There is more information on the change proposal, the reasons behind and the expected impact in the document Possible revision of Implementing Rules on data interoperability Status of change proposals (from the 8th MIG meeting).

It says i.e.:

[...]

The TGs will need to be updated accordingly.

For the change from enumeration to code lists, some of the schemas will need to be updated.

[...]

The schema updates could probably be done in a backwards-compatible way, allowing (for a time) both code list references and enumeration values.

The main reason I mentioned it here is that when I read ISO 19103, "extensibility" is the delimiting characteristic that distinguishes an enumeration from a code list.

But I am wondering whether the delimiting characteristic is actually whether the life course of the enumerated type is tied to the life course of the data model or not:

E.g. INSPIRE defined code lists have a property "extensibility" with possible values as described on https://inspire.ec.europa.eu/registry/extensibility/.
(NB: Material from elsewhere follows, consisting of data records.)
PR #940, opened 2023-02-27
BB-712: Change alias delimiter to middle dot 

kellnerd:
### Problem

[BB-712](https://tickets.metabrainz.org/browse/BB-712): The display of multiple aliases looks confusing [in certain cases](https://beta.bookbrainz.org/work/03ab2c2e-ff8a-4e10-bb07-f0afb6189dc8):

before

### Solution

* [Render aliases as an inline list](https://github.com/metabrainz/bookbrainz-site/commit/e712e6079b6b79833cea1ae8f0911f18e08f8541): This makes it clearer where an alias begins and ends if the alias contains the text which is used as list separator. This change alone causes no visible difference.
* Use a character which is less likely to be used within an alias than a comma (middle dot, as agreed on IRC)
* Make the dot a bit more visible by increasing its font weight

after

### Areas of Impact

The title section of all entity display pages.

### DIFF
--- a/src/client/stylesheets/style.scss
+++ b/src/client/stylesheets/style.scss
@@ -383,6 +383,20 @@ a.contact-text:visited {
 	height: 10px;
 }
 
+/* Style inline alias lists the same way as the previously used h4 elements */
+ul.inline-aliases {
+	@extend h4;
+	padding: 0;
+	li {
+		display: inline;
+	}
+	li::after {
+		content: ", ";
+	}
+	li:last-child:after {
+		content: "";
+	}
+}
 
 /* Text wrapping in list-group-items (for long revision notes, for example) */
 /* ============= */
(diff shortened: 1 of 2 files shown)


src/client/stylesheets/style.scss
```diff
@@ -383,6 +383,21 @@ a.contact-text:visited {
...
+	li {
+		display: inline;
+	}
+	li::after {
+		content: " · ";
+		font-weight: bolder;
+	}
+	li:last-child:after {
+		content: "";
+	}
```
MonkeyDo, line 399: I think we might be able to refine the selector to remove the override you currently have for the last child:

`li:not(:last-child)::after`

MonkeyDo (commented):
Looking good, thank you !

Small css optimization suggestion

src/client/stylesheets/style.scss
kellnerd: Good point! I also think this should work, but I will test it later nevertheless.

MonkeyDo (approved):
Thank you !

It would be interesting to have a discussion about that.

heidivanparys commented 2 years ago

I will use the opportunity created by the move to GitHub by cross-linking some issues.

An interesting topic regarding code lists is the encoding of code lists and data that refers to code lists. HTTP URIs are ok in GML and in data "on the web", but are not really common practice in relational databases, such as GeoPackage.

ISO 19103 mentions mnemonic names, but in reality many code lists use "notations" ≈ "code values". And many code list values also have a human-friendly label. Do we then still need the mnemonic name? And how to model all this information, or is that out of scope?

In the context of INSPIRE, there is a discussion in https://github.com/INSPIRE-MIF/gp-geopackage-encodings/issues/17 regarding how to data using code list values in GeoPackage. But the topic is really relevant as well also outside INSPIRE; the INSPIRE ad-hoc group on that is considering developing an extension to the GeoPackage specification.

Any feedback on the thoughts there would be welcomed. A draft encoding rule has been developed for the European Noise Directive. That document is not (yet) online, but some information is in this presentation, and sample GeoPackage files developed according to that draft are in this repository.